### Work instructions
Repeat verbatim only the lines from the opening of the material below through the one that contains "Check collection.media the".

### Listed entries
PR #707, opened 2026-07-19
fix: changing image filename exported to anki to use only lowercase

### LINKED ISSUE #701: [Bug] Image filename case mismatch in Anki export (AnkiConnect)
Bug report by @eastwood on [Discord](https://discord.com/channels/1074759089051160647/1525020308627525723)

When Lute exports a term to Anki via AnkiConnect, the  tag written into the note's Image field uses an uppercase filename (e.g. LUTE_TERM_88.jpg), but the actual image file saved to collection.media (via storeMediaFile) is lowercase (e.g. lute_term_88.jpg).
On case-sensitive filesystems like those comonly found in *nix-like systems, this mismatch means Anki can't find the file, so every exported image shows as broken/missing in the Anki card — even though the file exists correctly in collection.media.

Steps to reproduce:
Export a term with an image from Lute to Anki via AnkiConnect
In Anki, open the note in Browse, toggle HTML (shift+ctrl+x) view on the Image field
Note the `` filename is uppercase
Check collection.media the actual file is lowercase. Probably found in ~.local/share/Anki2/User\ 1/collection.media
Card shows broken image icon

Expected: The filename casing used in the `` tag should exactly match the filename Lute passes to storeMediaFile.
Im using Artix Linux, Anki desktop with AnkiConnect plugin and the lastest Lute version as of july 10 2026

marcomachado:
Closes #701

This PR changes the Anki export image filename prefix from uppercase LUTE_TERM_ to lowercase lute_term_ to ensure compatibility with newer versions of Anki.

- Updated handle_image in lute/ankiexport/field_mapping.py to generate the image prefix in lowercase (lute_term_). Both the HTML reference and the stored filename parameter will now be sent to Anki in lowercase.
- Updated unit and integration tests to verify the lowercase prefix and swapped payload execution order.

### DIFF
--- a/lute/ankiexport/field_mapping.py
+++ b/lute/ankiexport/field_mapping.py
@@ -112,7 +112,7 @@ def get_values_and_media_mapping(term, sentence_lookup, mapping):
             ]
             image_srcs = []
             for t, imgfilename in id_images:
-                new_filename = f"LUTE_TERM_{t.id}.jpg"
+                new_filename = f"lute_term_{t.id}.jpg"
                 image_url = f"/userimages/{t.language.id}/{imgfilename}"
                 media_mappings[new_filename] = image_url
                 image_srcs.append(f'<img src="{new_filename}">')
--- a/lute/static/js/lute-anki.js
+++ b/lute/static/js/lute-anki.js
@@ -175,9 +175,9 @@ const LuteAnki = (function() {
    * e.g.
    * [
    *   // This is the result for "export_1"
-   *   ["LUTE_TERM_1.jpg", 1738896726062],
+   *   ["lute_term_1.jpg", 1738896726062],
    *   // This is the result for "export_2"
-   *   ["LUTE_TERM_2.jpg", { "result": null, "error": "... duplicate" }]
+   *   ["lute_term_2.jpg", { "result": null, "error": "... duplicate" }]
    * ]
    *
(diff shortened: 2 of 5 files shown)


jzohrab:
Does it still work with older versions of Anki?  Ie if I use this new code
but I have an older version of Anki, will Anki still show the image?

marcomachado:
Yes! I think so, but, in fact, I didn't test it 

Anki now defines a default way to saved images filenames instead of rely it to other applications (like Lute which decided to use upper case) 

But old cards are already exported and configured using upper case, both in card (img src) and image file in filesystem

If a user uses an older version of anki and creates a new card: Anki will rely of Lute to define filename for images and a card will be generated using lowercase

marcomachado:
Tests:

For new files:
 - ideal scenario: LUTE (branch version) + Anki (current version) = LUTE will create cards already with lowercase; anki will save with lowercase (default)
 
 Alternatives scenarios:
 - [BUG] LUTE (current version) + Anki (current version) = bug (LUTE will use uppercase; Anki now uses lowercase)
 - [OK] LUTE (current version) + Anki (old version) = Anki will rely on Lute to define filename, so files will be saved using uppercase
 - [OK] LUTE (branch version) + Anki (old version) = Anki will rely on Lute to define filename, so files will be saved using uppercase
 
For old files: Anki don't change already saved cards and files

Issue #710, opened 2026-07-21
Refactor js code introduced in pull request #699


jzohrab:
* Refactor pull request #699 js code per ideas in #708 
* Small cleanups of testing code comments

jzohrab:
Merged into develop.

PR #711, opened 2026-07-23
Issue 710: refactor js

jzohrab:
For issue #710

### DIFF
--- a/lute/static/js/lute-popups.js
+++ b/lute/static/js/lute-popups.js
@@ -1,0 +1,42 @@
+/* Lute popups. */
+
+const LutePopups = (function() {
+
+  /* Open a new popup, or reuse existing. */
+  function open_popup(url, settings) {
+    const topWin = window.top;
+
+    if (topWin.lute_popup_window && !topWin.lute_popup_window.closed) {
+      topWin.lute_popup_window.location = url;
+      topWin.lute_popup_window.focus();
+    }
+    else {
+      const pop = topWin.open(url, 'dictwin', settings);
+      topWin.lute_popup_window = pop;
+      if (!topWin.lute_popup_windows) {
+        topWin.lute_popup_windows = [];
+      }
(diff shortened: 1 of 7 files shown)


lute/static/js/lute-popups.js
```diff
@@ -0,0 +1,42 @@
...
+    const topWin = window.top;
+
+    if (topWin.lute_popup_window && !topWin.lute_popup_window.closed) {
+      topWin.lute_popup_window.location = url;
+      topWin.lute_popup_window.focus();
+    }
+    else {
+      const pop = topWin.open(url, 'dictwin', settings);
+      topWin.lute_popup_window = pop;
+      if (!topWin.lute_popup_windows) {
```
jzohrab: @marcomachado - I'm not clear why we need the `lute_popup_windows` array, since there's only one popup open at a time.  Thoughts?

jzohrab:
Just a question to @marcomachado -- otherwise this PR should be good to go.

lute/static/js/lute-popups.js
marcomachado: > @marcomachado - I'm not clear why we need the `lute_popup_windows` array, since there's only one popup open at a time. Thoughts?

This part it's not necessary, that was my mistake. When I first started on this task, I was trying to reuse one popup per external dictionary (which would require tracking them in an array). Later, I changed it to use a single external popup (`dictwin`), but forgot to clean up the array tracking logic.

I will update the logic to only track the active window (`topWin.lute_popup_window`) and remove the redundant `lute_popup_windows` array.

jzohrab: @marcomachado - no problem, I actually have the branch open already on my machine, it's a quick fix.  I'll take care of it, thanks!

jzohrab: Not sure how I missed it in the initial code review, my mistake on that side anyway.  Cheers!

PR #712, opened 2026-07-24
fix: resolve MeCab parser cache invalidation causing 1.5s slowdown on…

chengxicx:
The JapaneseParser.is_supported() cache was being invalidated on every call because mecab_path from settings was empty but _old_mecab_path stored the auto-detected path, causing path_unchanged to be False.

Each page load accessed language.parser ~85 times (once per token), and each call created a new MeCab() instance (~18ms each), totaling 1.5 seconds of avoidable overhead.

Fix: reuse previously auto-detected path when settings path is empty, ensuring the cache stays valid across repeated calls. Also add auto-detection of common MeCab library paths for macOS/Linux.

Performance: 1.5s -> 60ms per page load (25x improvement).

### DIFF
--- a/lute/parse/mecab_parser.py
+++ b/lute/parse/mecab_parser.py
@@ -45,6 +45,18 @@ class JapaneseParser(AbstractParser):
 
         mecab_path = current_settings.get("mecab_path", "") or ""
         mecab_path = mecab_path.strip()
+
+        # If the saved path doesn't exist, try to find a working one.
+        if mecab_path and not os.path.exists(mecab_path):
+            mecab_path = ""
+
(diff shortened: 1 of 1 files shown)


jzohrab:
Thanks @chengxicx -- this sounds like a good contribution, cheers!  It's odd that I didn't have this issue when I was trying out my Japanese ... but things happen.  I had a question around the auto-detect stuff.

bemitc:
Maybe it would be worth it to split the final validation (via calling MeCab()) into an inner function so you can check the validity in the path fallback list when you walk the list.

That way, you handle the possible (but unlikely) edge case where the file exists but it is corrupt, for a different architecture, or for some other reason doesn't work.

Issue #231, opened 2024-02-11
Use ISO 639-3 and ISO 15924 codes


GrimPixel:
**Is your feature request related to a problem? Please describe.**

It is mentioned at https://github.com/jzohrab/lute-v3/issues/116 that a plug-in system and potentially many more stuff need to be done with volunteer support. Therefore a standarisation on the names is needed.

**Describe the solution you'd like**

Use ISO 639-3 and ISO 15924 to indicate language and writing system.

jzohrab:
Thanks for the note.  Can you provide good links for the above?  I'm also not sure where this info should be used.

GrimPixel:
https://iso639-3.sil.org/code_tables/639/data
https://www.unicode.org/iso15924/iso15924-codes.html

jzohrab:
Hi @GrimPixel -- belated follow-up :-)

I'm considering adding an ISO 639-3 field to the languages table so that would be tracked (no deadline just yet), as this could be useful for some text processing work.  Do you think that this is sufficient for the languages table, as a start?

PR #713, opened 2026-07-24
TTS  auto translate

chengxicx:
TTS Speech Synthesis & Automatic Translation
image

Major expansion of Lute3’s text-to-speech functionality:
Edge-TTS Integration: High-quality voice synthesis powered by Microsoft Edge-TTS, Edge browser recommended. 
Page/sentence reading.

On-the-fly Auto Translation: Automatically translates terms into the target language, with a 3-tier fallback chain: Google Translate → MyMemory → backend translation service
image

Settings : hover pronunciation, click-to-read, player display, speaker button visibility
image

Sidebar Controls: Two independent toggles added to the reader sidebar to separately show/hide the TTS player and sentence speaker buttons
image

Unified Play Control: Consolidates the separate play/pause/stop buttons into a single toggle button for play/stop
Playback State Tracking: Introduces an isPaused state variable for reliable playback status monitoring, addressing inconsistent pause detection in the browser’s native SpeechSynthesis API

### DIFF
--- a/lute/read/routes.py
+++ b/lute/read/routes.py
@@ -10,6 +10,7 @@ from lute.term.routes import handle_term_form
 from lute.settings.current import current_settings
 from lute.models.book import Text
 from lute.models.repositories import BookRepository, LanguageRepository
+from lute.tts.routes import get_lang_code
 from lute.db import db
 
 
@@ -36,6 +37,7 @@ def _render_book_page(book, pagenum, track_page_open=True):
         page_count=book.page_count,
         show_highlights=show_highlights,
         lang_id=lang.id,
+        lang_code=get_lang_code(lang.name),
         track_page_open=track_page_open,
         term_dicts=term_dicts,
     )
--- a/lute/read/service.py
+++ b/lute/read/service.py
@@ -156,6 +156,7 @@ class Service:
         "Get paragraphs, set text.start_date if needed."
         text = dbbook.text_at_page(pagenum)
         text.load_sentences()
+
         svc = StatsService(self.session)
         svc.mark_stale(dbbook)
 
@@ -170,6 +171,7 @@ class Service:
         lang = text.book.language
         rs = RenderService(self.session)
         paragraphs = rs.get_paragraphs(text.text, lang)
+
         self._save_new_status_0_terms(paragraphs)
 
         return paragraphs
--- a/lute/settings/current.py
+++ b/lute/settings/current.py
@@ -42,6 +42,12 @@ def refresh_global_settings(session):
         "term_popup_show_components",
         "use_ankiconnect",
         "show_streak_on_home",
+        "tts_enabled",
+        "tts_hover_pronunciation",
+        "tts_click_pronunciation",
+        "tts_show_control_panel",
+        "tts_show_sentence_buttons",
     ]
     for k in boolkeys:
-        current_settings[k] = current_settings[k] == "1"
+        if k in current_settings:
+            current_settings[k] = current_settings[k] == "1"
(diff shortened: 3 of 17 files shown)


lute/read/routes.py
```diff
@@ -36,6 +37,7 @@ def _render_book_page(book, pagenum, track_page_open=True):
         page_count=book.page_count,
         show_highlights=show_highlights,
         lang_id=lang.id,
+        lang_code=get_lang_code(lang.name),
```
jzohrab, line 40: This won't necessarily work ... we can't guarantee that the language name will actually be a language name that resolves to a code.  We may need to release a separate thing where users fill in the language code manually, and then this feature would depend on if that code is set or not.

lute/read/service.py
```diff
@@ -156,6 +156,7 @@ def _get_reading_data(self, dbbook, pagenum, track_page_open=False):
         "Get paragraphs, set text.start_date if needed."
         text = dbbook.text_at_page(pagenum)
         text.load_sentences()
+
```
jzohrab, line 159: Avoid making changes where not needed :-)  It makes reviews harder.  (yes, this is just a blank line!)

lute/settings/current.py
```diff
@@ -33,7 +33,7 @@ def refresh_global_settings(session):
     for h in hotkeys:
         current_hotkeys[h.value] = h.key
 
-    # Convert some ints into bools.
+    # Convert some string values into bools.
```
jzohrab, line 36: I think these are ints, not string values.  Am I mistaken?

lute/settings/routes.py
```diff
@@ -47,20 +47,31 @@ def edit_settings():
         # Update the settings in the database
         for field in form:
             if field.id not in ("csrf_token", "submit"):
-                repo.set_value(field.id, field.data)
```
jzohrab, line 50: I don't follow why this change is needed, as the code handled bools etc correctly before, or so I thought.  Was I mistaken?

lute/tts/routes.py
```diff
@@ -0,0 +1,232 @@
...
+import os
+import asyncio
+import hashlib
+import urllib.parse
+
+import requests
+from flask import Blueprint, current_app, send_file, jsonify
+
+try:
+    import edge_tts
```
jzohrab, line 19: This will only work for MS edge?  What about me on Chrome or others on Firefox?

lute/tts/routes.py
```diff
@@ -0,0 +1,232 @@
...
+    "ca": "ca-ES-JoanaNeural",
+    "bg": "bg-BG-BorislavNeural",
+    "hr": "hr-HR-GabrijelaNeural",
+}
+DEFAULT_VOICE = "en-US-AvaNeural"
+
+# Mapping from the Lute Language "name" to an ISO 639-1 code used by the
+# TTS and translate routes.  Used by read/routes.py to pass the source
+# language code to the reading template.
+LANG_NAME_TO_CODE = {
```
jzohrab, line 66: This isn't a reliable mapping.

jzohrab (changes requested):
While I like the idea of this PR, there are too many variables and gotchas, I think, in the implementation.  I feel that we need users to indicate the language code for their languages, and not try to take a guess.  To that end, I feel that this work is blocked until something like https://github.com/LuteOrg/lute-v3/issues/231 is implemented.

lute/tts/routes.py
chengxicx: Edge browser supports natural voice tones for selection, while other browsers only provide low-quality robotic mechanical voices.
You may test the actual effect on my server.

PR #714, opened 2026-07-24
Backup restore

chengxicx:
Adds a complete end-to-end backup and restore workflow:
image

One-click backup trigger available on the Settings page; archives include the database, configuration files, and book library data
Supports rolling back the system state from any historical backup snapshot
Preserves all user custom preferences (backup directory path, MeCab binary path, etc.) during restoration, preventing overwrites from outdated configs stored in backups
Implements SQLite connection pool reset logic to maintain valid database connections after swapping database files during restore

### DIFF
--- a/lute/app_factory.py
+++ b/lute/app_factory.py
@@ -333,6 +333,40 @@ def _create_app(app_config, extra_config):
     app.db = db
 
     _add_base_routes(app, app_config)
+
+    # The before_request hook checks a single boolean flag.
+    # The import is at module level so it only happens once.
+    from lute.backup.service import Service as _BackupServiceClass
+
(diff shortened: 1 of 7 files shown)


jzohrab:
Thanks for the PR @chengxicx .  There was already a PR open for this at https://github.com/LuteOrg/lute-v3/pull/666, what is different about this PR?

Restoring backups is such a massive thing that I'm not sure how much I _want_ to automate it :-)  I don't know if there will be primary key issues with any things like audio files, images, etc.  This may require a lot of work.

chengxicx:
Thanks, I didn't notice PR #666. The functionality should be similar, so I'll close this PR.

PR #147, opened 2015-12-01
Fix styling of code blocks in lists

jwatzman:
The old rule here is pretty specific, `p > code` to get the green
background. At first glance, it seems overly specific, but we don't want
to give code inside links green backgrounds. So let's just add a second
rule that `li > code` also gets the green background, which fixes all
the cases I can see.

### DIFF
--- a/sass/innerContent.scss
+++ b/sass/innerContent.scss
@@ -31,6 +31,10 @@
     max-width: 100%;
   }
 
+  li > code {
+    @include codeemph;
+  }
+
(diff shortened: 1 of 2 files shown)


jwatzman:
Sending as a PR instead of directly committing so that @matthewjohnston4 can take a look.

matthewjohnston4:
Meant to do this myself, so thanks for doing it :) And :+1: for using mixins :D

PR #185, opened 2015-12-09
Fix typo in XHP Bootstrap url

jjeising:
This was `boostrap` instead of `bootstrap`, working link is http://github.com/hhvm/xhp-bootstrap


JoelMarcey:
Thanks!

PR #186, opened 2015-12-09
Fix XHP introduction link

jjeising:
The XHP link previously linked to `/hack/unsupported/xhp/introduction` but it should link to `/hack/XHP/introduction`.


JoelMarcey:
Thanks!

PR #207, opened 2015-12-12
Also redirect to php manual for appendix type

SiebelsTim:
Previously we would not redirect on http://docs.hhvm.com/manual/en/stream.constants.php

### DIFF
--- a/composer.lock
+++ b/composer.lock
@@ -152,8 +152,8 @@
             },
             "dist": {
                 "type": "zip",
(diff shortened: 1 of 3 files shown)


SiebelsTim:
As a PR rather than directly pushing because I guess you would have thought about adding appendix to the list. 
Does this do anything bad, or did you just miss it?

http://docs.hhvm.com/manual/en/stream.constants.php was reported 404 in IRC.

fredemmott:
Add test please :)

### Output of the exercise
PR #707, opened 2026-07-19
fix: changing image filename exported to anki to use only lowercase

### LINKED ISSUE #701: [Bug] Image filename case mismatch in Anki export (AnkiConnect)
Bug report by @eastwood on [Discord](https://discord.com/channels/1074759089051160647/1525020308627525723)

When Lute exports a term to Anki via AnkiConnect, the  tag written into the note's Image field uses an uppercase filename (e.g. LUTE_TERM_88.jpg), but the actual image file saved to collection.media (via storeMediaFile) is lowercase (e.g. lute_term_88.jpg).
On case-sensitive filesystems like those comonly found in *nix-like systems, this mismatch means Anki can't find the file, so every exported image shows as broken/missing in the Anki card — even though the file exists correctly in collection.media.

Steps to reproduce:
Export a term with an image from Lute to Anki via AnkiConnect
In Anki, open the note in Browse, toggle HTML (shift+ctrl+x) view on the Image field
Note the `` filename is uppercase
Check collection.media the actual file is lowercase. Probably found in ~.local/share/Anki2/User\ 1/collection.media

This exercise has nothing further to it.